Ministério a considerar as implicações éticas das coleções públicas alemãs que guardam
quantidades consideráveis de fósseis de um país que busca ativamente proteger o seu
patrimônio paleontológico por lei. Nossos colegas brasileiros da Sociedade Brasileira de
Paleontologia (SBP) recentemente publicaram um posicionamento relevante que gostaríamos
fosse levado em consideração pelo Ministério. Nas suas palavras “declaramos e enfatizamos
que a devolução de holótipos de táxons extintos é imperativa” ao tempo que reforçam a
importância da cooperação internacional. A SBP “está disponível para mediar, articular e/ou
colaborar em novos processos de repatriação”, tais como o que concerne ao Irritator
challengeri.

Estamos comprometidos a fazer com que a ciência da Paleontologia seja mais equitativa e
ética através de colaboração internacional e dos nossos trabalhos individuais, e receberíamos
de bom grado apoio ativo do Ministério nestes esforços.

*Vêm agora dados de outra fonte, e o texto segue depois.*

PR #597, opened 2026-08-14
Map every engine exit in the Pyomo and GAMS status tables (#589)

### LINKED ISSUE #589: pyomo-pounce: a restoration failure raises NoSolutionError on the v2 route and returns on the legacy one
`_V2_STATUS` (v2.py:186) and `_STATUS_RESULT` (sens.py:430) each map nine engine exits. `Restoration_Failed` is not among them, so it takes the default at v2.py:592:

```python
tc, ss = _V2_STATUS.get(
    capture.get("status_msg", ""),
    (TerminationCondition.error, SolutionStatus.noSolution))
```

`noSolution` then reaches the load block, which is a line-for-line copy of Pyomo's own `Ipopt.solve`:

```python
has_solution = ss is not SolutionStatus.noSolution
...
if config.load_solutions:
    if not has_solution:
        raise NoSolutionError()
```

So the same failed solve returns a results object under `SolverFactory("pounce")` and raises `NoSolutionError` under `SolverFactory("pounce_v2")`.

## Why the default is the wrong answer here

The comment above `_V2_STATUS` already settles this. It records that the solution-status column deliberately matches what the `.sol` route produces "because disagreeing changes whether a solve raises", and that mapping the limit cases to `noSolution`, which the table did at first, was wrong for a stated reason:

> The in-process route always has a primal iterate -- the engine returns `x` regardless of status -- so they map to `unknown` here too. Mapping them to `noSolution` (as this table first did) made `solve(m, solver_options={'max_iter': 1}, raise_exception_on_nonoptimal_result=False)` load the final iterate on the ordinary route and raise `NoSolutionError` on this one, for the same model and options; `noSolution` was also simply the less accurate answer, since POUNCE does return a usable iterate in both cases.

`Restoration_Failed` has the same property. It is a real exit code (`return_codes.rs:24`, `-2`), the engine returns an iterate with it, and `sens_solve` captures that iterate before the non-converged early return, so the loader is holding a point it declines to hand over. The exit was simply never added to either table, so it inherits a default the reasoning above rejects.

Pyomo's own `ipopt_v2` returns on a comparable failure rather than raising.

## Reproducing

Any model that exits restoration, solved through both names. Observed on a 16,217-variable model where both routes run identically and both exit `Restoration Failed`:

```
SolverFactory("pounce")     -> results.solver.termination_condition = error
SolverFactory("pounce_v2")  -> NoSolutionError raised from v2.py:622
```

## Suggested fix

Add `Restoration_Failed` to both tables. `unknown` on the v2 side matches the rule the comment states, since an iterate exists. The legacy side already behaves correctly through its `(error, error)` default, so an explicit entry there is for symmetry rather than to change behavior.

Worth checking at the same time whether any other engine exit is missing from the tables, since the failure mode is silent: an unmapped exit that returns an iterate becomes a raise on one route only.

## Impact

Every caller on the v2 route loses the iterate on a restoration failure, and gets an exception where the legacy route gives a results object they can inspect. drto is affected on every solve, because its `dynamic_optimization` transform declares sensitivity parameters, which routes all of its models through `_sens_solve`, and its `scaled_solve` now defaults to `pounce_v2`.

jkitchin:
Fixes #589

@devin-griff — could you take a look? You filed this, and the third commit goes past what the issue asked for: it changes what the GAMS links report for several exits, and corrects three GAMS constants in the pip link. Your read on the GAMS side especially would be welcome.

> Reviewed below by @devin-griff; two claims in this description were wrong and have been corrected in place (severity, and `.sol` parity). A CI failure from the same area is fixed in `5994fc7`.

## Problem

`Restoration_Failed` was missing from both `pyomo_pounce` status tables, so it took their defaults. On the legacy route that default is a results object; on the v2 route it was `SolutionStatus.noSolution`, which is not a severity — it turns the solution loader off and raises `NoSolutionError` under the default `load_solutions=True`.

| | `SolverFactory("pounce")` | `SolverFactory("pounce_v2")` |
|---|---|---|
| before | `termination_condition = error`, results object | `NoSolutionError` |
| after | `termination_condition = internalSolverError`, results object | `error` / `unknown`, iterate loaded |
| ordinary `.sol` route (the oracle) | `internalSolverError`, `status = error` | `error` / `unknown` |

The issue asked whether other exits were missing too. Eleven of twenty were — on both routes. Checking the GAMS links against the same enum found the same class of gap there, plus one of their own:

| | modelStat | solveStat | objective row |
|---|---|---|---|
| `Restoration_Failed`, before | 6 | 10 (pip) / 4 (C) | not set — `x.l` published with `0` beside it |
| `Restoration_Failed`, after | 6 | 4 | objective at the iterate |
| `Insufficient_Memory`, before | 13 | 12 (pip) / 11 (C), via `default` | — |
| `Insufficient_Memory`, after | 13 | 10 | — |

## Cause

Three separate things, one shape.

**The tables were never exhaustive.** Nothing checks a status table against the enum it mirrors, and an unlisted exit is silent: no warning, no log line, no failing test. It just takes the default. The comment above `_V2_STATUS` had already settled the principle when the limit exits hit this same bug — the solution-status column follows the `.sol` route's rule, "a primal vector came back", and the in-process route always has one — so `Restoration_Failed` was not decided to be a no-solution case, it was never added.

**`pounce_status_has_solution` gates less than its name suggests.** `gmoSetSolution2` hands GAMS the primal vector and the marginals for every exit, because the engine always fills them. So leaving a status out of that set does not withhold the point — it publishes the point with an objective of `0` beside it, which is worse than either alternative.

**The pip GAMS link's `gmoSolveStat_*` constants were wrong.** `SOLVESTAT_EVAL_ERR` was `11` (`gmoSolveStat_InternalErr`) and `SOLVESTAT_INTERNAL_ERR` was `12` (`gmoSolveStat_Skipped`); four exits used `gmoSolveStat_SolverErr` (10, "Solver Failure") where the C link uses `gmoSolveStat_Solver` (4, "Terminated By Solver") — a verdict, not a crash. The two links are supposed to report identically and disagreed on four statuses. This one is invisible without GAMS in the loop: the link runs, the value is in range, and the `.lst` says the wrong thing.

## Fix

**Pyomo.** Both tables now cover all twenty exits, and nothing maps to `noSolution`. The v2 fallback for an unrecognised status is `unknown` too — that lookup moved into `_v2_status()` so it is directly testable. A future engine exit therefore cannot flip whether the route raises; the coverage test catches it for the termination condition, where the cost of an oversight is precision rather than an exception.

The alternative was to classify exit by exit — `unknown` where the engine reached `finalize_solution`, `noSolution` for the pre-solve refusals where `x` is the zero vector it was initialised with. Rejected: the ordinary route reports `unknown` for those too (`crates/pounce-cli/src/main.rs` writes the `.sol` unconditionally "even on a failed solve", falling back to zero blocks sized from the pre-solve NLP dimensions so the primal block still aligns), and `sens_solve` has already written those values onto the model by the time the v2 route inspects the status — so raising would not spare the caller the zeros, only the results object describing them. `raise_exception_on_nonoptimal_result=True`, the default, still raises `NoOptimalSolutionError` on every one of them.

**GAMS.** Both links cover the enum. `Restoration_Failed` and `Invalid_Number_Detected` join the objective-reporting set, guarded on `isfinite(obj_val)` — which is what makes widening it safe, since POUNCE leaves the objective at NaN when it refused the solve and `Invalid_Number_Detected` is by definition an exit where a value went non-finite. `Diverging_Iterates` stays out (the objective is a step along a ray, and `gmoModelStat_Unbounded` already carries the finding); `Insufficient_Memory` stays out (the link should not vouch for the state of a solve the machine killed).

## Blast radius

**Pyomo, v2 route:** a solve that raised `NoSolutionError` now returns. Nothing that previously returned changes its solution status.

**Pyomo, legacy route:** the eleven added exits reported plain `TerminationCondition.error` and now agree with the severity the `.sol` route gives the same solve, while naming the outcome more precisely than AMPL's bands can:

| | count | termination condition | `.sol` route says |
|---|---|---|---|
| 500 failure band | 8 | `internalSolverError` | same |
| the two definition errors | 2 | `invalidProblem` | `internalSolverError` (the band cannot distinguish them) |
| `Search_Direction_Becomes_Too_Small` | 1 | `minStepLength` | `maxIterations` (400 band, "this is not always correct" in Pyomo's own source) |

**One of the eleven changes severity**, corrected from an earlier claim in this description that none did: `Search_Direction_Becomes_Too_Small` is now `SolverStatus.warning` where the default gave `error`, matching the 400 limit band — a stalled solve is a limit case, not a failure. A legacy caller branching on `status == error` for that exit will see `warning`. The other ten stay `error`; verified by enumerating the table.

This whole column is more than #589 asked for — the issue expected the legacy entries to be symmetry-only. It is the file's own stated principle applied to rows being added anyway. Easy to drop if you would rather the legacy side stay bit-identical; that would mean all eleven at plain `error`.

**GAMS:** `solveStat` changes for six exits on the pip link and three on the C link; the objective row appears for two exits that previously showed `0`. Both links now produce identical `(modelStat, solveStat, hasSolution)` triples for all twenty exits — verified by compiling `map_status_to_gams` / `pounce_status_has_solution` standalone under `-Wall -Wextra -Werror` and diffing the output against the Python table, and independently in review by parsing the C switch and resolving every enumerator through `gams.core.gmo`.

`drto` is the caller most affected: its `dynamic_optimization` transform declares sensitivity parameters, routing every model through `_sens_solve`, and `scaled_solve` defaults to `pounce_v2`.

No Rust changed, so no corpus sweep and no `cargo` run — `crates/pounce-nlp/src/return_codes.rs` is read by the new tests but not modified.

## Tests

`pyomo-pounce/tests/test_issue_589_status_table_coverage.py` (new, 8 tests) and the status half of `python/tests/test_gams_link.py` (rewritten). Both hold their tables to the names in `crates/pounce-nlp/src/return_codes.rs`, parsed from the checkout, so a status added there fails the suite until the links are updated.

They bite on the parent commit, for the stated reasons:

- Pyomo: all 8 fail; the rest of that suite is unchanged before and after.
- GAMS coverage: `['Unrecoverable_Exception', 'NonIpopt_Exception_Thrown', 'Insufficient_Memory'] fall to the status_to_gams default`.
- GAMS mapping: `(3, 10) == (3, 4)`, `(6, 11) == (6, 5)`, `(13, 12) == (13, 11)` — the constant bugs, each as a concrete mismatch.
- The `reports_objective` tests fail on the parent because the guard function is new, not because of a value mismatch. Stating that plainly: those are new-API failures, and the mapping tests above are what pins the behaviour change.

One existing test changed. `test_nonconvergence_returns_mapped_results` builds one free variable against two equalities plus the declared-parameter pin row, so it exits `Not_Enough_Degrees_Of_Freedom` rather than reaching an infeasibility verdict — an exit that had no entry and fell to the `(error, error)` default, which is why `error` satisfied it. Its accepted set is widened rather than the mapping reverted: the test's own premise is "the mapped termination (like the ordinary `.sol` path)", and an over-determined model is not a solver failure. This was a CI failure on the first push, not something noticed by reading.

The old nine-row `test_status_to_gams` is deleted, not extended. It compared the table against the module's own constants, which cannot fail whatever the constants say — that is how three wrong ones survived in a table the suite called covered. Its replacement checks all twenty exits against literal GAMS integers taken from the C link.

`test_status_constants_match_gamsapi` checks every constant against GAMS's own `gams.core.gmo`. That needs `gamsapi[core]` — pure Python, no GAMS install and no license — so CI installs it rather than letting the guard skip; a check that never runs would not have caught this.

Not pinned: the live `gamsapi` adapter (`_write_solution`) still has no test, as before. The finiteness guard is reachable through `reports_objective`, which is why it was factored out.

---

- [x] Tests fail on the parent commit for the stated reason (with the `reports_objective` caveat above)
- [x] Book page updated — `docs/src/gams.md` gains a "Status mapping" section; no new page, so no `SUMMARY.md` change
- [ ] `cargo fmt --all -- --check`, `cargo clippy`, `cargo test` clean — not run; no Rust changed. The C link was syntax- and behaviour-checked with `gcc -Wall -Wextra -Werror`.
- [x] Every claim in this PR body and in the code comments is true of the code as it stands now — two were not, and are corrected above rather than quietly edited away

https://claude.ai/code/session_01UBpnrmUH5HJDdMpdmGYY3x


devin-griff:
The GAMS side is correct, and I verified the parts a reader cannot check by inspection. Two claims in the description need correcting, and I would merge after that.

## GAMS

I installed `gamsapi[core]` and read the constants from `gams.core.gmo`. All three corrections are right, and your account of what the wrong values meant is exact. `gmoSolveStat_Solver` is 4, `gmoSolveStat_EvalError` is 5, `gmoSolveStat_InternalErr` is 11, and `gmoSolveStat_Skipped` is 12, so the old `SOLVESTAT_EVAL_ERR = 11` was `InternalErr` and the old `SOLVESTAT_INTERNAL_ERR = 12` was `Skipped`.

`_C_LINK_STATUS` is the part nothing else pins, because it is transcribed by hand and the pip link's integers have no other source in the repo. I checked it mechanically rather than by eye. I parsed the `map_status_to_gams` switch out of `gams/gams_pounce.c`, resolved every `gmoModelStat_*` and `gmoSolveStat_*` name through `gams.core.gmo`, and compared. The switch has twenty cases, the table transcribes twenty, and every pair is identical. `_C_LINK_REPORTS_OBJECTIVE` matches `pounce_status_has_solution` the same way, twelve for twelve, and the two links' sets agree.

Writing those as literal integers instead of `link.SOLVESTAT_*` is what lets the check catch a wrong constant. A table compared against its own module's constants cannot catch a constant that is itself wrong, which is how three of them survived.

The tests fail when they should. Dropping `Restoration_Failed` from both tables produces four failures, the two coverage tests plus `test_status_to_gams_matches_the_c_link[Restoration_Failed]` and `test_restoration_failure_reports_a_loadable_iterate`.

On `Error_In_Step_Computation` taking `gmoSolveStat_SolverErr` where `Search_Direction_Becomes_Too_Small` takes `gmoSolveStat_Solver`, I think that is right. A step that could not be computed is a failure. A step that became too small is a verdict.

## Two claims to correct

**Severity does change, for one exit.** "SolverStatus is unchanged from what the default gave, so anything branching on severity is unaffected" holds for ten of the eleven. `Search_Direction_Becomes_Too_Small` is `(minStepLength, SolverStatus.warning)`, and the default gave `SolverStatus.error`. A legacy caller branching on `status == error` for a stalled solve now sees `warning`. The value is right and only the sentence needs changing. `warning` is what the `.sol` route gives for AMPL's 400 band, so the entry follows this file's principle better than the default did.

**Three of the eleven do not report what the `.sol` route reports.** I ran each status's `status_to_solve_result_num` code through Pyomo's legacy `.sol` reader in `pyomo/opt/plugins/sol.py`:

| status | code | `.sol` route | `_STATUS_RESULT` |
|---|---|---|---|
| `Search_Direction_Becomes_Too_Small` | 400 | `maxIterations` / warning | `minStepLength` / warning |
| `Not_Enough_Degrees_Of_Freedom` | 504 | `internalSolverError` / error | `invalidProblem` / error |
| `Invalid_Problem_Definition` | 504 | `internalSolverError` / error | `invalidProblem` / error |

The severity agrees in all three, and the termination condition is finer than AMPL's bands can express. I would keep the values and restate the claim as agreeing with the band's severity while being more precise than its termination condition.

## The Pyomo choice is right, and better than what I suggested

My comment on #589 recommended leaving the eight exits returned before the algorithm starts on `noSolution`, and that was wrong. `sens_solve` writes `x` onto the model in the non-converged early return before the v2 route inspects the status, so raising `NoSolutionError` denies the caller the results object while leaving the zeros on their model. Mapping every exit to `unknown` is the better answer, and `raise_exception_on_nonoptimal_result` still raises by default.

## Minor

- `Invalid_Option` cannot reach either table through `sens_solve`. I measured this while writing the issue comment, and the binding raises `RuntimeError` before a status is captured. The entry is still needed for exhaustiveness and by the coverage test, so this is a note rather than a request.
- I could not confirm that the CLI writes a zero-filled `.sol` for a refused solve. The write at `main.rs:1970` is not gated on status, which is the part the argument needs, but I did not read the primal block's contents.

All 85 tests pass here, and CI installing `gamsapi[core]` means `test_status_constants_match_gamsapi` runs rather than skipping.

jkitchin:
Thanks — both corrections are right, and the mechanical check of `_C_LINK_STATUS` is the one I wanted and could not give myself. That table is hand-transcribed and nothing else in the repo pins the pip link's integers; parsing the switch and resolving the enumerators through `gams.core.gmo` is a stronger check than the one I ran (compiling the two functions standalone and diffing their output against the Python table). Twenty for twenty and twelve for twelve agrees with what I measured.

Fixed in 5994fc7, along with a CI failure from the same area.

**Severity.** You are right, and the enumeration confirms it: `Search_Direction_Becomes_Too_Small` is the only one of the eleven that moves, `error` → `warning`. The description now says so explicitly rather than claiming none of them do, and the CHANGELOG calls out that a legacy caller branching on `status == error` for that exit will see `warning`. I also rewrote the comment above the entry so the reason is on the row itself: it sits in the 400 limit band because a stalled solve is a limit case, not a failure, and `warning` is that band's severity.

**The three that deviate.** Restated as you suggested — severity parity with a termination condition finer than AMPL's bands can express — and the description now carries the 8 / 2 / 1 split as a table rather than a sentence that reads as "all eleven match `.sol`" and then lists two that do not. The `_STATUS_RESULT` comments got the same treatment: the `invalidProblem` rows now say outright that they deviate from `internalSolverError` and why, instead of only noting that the severity is unchanged.

**CI caught a third thing, and it is the same one.** `test_nonconvergence_returns_mapped_results` failed on the first push. Its model is one free variable against two equalities plus the declared-parameter pin row, so it exits `Not_Enough_Degrees_Of_Freedom` — not an infeasibility verdict, which is what the name suggests. That exit fell to the `(error, error)` default, which is why `error` was enough for its accepted set; it now reports `invalidProblem`.

Worth saying which way I resolved it, since it is exactly the trade-off you flagged. I widened the accepted set rather than reverting to `internalSolverError`, on two grounds: the test's own premise is "the mapped termination (like the ordinary `.sol` path)", and reverting would not have satisfied it either — `internalSolverError` is outside that set too, so any entry at all breaks it. The set was written when the default was the only reachable value. If you would rather the legacy column stay bit-identical, the change to make is all eleven at plain `error`, and I would rather hear that now than have it found later.

**Your two minor notes.** Both stand, and I acted on the second.

`Invalid_Option` not reaching either table through `sens_solve` — agreed, and it matches what I read in the binding: the option is rejected at `add_option` time, before a solve produces a status. Left in for exhaustiveness, as you say. The `.sol` route can still reach it, which is the other reason to keep the row honest.

The zero-filled `.sol` — this is the load-bearing claim under "`noSolution` would buy nothing", so it should not have rested on an ungated write. It is confirmed at `crates/pounce-cli/src/main.rs`, and the code says it in its own comment: the file is written "unconditionally once a target path is resolved — even on a failed solve", and "when the solve never converged the capture is empty; fall back to zero blocks sized from the pre-solve NLP dimensions so the file still round-trips", with the `m` sized to the original `.nl` so a failed-solve `.sol` still aligns. The `v2.py` comment now cites that location instead of asserting the behaviour, so the next reader can check it in one hop.

On `Error_In_Step_Computation` versus `Search_Direction_Becomes_Too_Small` — that is exactly the distinction I was drawing, and better put than my comment put it. A step that could not be computed is a failure; a step that became too small is a verdict.

---

jkitchin:
Merging this. Recording the one decision it makes that nobody explicitly
asked for, so it is on the record rather than buried in the diff.

**Merging accepts the more precise legacy mapping, including one severity
change.** The eleven exits added to `sens._STATUS_RESULT` go beyond what #589
asked for — the issue expected the legacy entries to be symmetry-only, and
they instead follow the file's own stated principle and name the outcome as
precisely as the row allows. The consequence @devin-griff identified:

> `Search_Direction_Becomes_Too_Small` is `(minStepLength, SolverStatus.warning)`,
> and the default gave `SolverStatus.error`. A legacy caller branching on
> `status == error` for a stalled solve now sees `warning`.

That is the only one of the eleven that moves severity; the other ten stay
`error`, verified by enumerating the table. The new value is the more correct
one — `warning` is what the `.sol` route gives for AMPL's 400 limit band, and a
stalled solve is a limit case rather than a failure — but "more correct" is not
the same as "no change", and a legacy caller keying on severity for that exit
will behave differently after this merge.

**If you would rather the legacy side stay bit-identical**, the change is
small and self-contained: all eleven added rows at plain
`TerminationCondition.error`, which is what the default gave them. That keeps
the v2 fix (the actual #589 defect — `NoSolutionError` on a route that had a
point in hand) and drops only the legacy precision. Say so and I will open it
as a follow-up rather than reverting this; the GAMS half and the coverage tests
are independent of that choice and should stay either way.

Three of the eleven also report a termination condition finer than the `.sol`
route's bands can express (`minStepLength` where the band says `maxIterations`;
`invalidProblem` twice where the band says `internalSolverError`). Severity
agrees in all three, and this is deliberate — recorded here because "agrees
with the `.sol` route" is true of the severity column and not of the
termination column, and the distinction is easy to lose later.

Everything @devin-griff raised is addressed: both description corrections in
`5994fc7`, the `v2.py` comment now cites `crates/pounce-cli/src/main.rs` for
the unconditional `.sol` write instead of asserting it, and `Invalid_Option`
stays in for exhaustiveness as agreed. The `_C_LINK_STATUS` check they ran —
parsing the C switch and resolving every enumerator through `gams.core.gmo`,
twenty for twenty and twelve for twelve — is a stronger verification than the
standalone-compile diff I ran, and is the reason the GAMS half is trustworthy.

Conflict with `main` was CHANGELOG-only: this PR and #594 (the #592 fix) each
added an entry at the top of `## [Unreleased]`. Purely additive, both kept.
`crates/pounce-nlp/src/return_codes.rs` — which the new tests parse — is
untouched by that merge, so the enum these tables are held to is unchanged.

Isto aplica-se com força particular a
medidas que transcendem o nosso poder, mas que recaem no seu como ministra. Isto inclui,
principalmente, a restituição de fósseis que, como itens numa coleção pública, não podem ser
exportados sem uma autorização de acordo com o Ato de Proteção à Propriedade Cultural.
Dada a atenção e posterior controvérsia que recente estudo de Irritator challengeri atraiu, é a
nossa firme convicção que a repatriação deste espécime ao Brasil mandaria uma mensagem
importante —a mensagem de que as vozes dos nossos colegas brasileiros são ouvidas, que
estão sendo levados a sério, e que o Ministério está disposto a atuar da mesma maneira que o
fez quando cooperou com a Nigéria, os maori e os Hui Iwi Kuam‘o. Dado que outras
coleções públicas alemãs fora de Baden-Württember também possuem fósseis brasileiros, seu
seu estado tem a chance de estar na liderança de fazer o que é correto fazer.

Esforços conjuntos de paleontólogos, funcionários de museus e especialistas legais são


necessários para abordar as incertezas que afetam o estudo científico do fóssil de dinossauro
Irritator e de um grande número de espécimes em coleções públicas alemãs.

Seu ministério tem provado que está disposto e é capaz de abordar injustiças passadas e
atuais através de colaboração. Hoje, nós chamamos VSa. a abordar a coleção paleontológica
com esta mentalidade cooperativa. Clarificar o status legal dos fósseis brasileiros nas
coleções do Estado e repatriar o Irritator challengeri são passos cruciais para o futuro da
Paleontologia a que aspiramos, e que não podemos alcançar sem a sua participação ativa.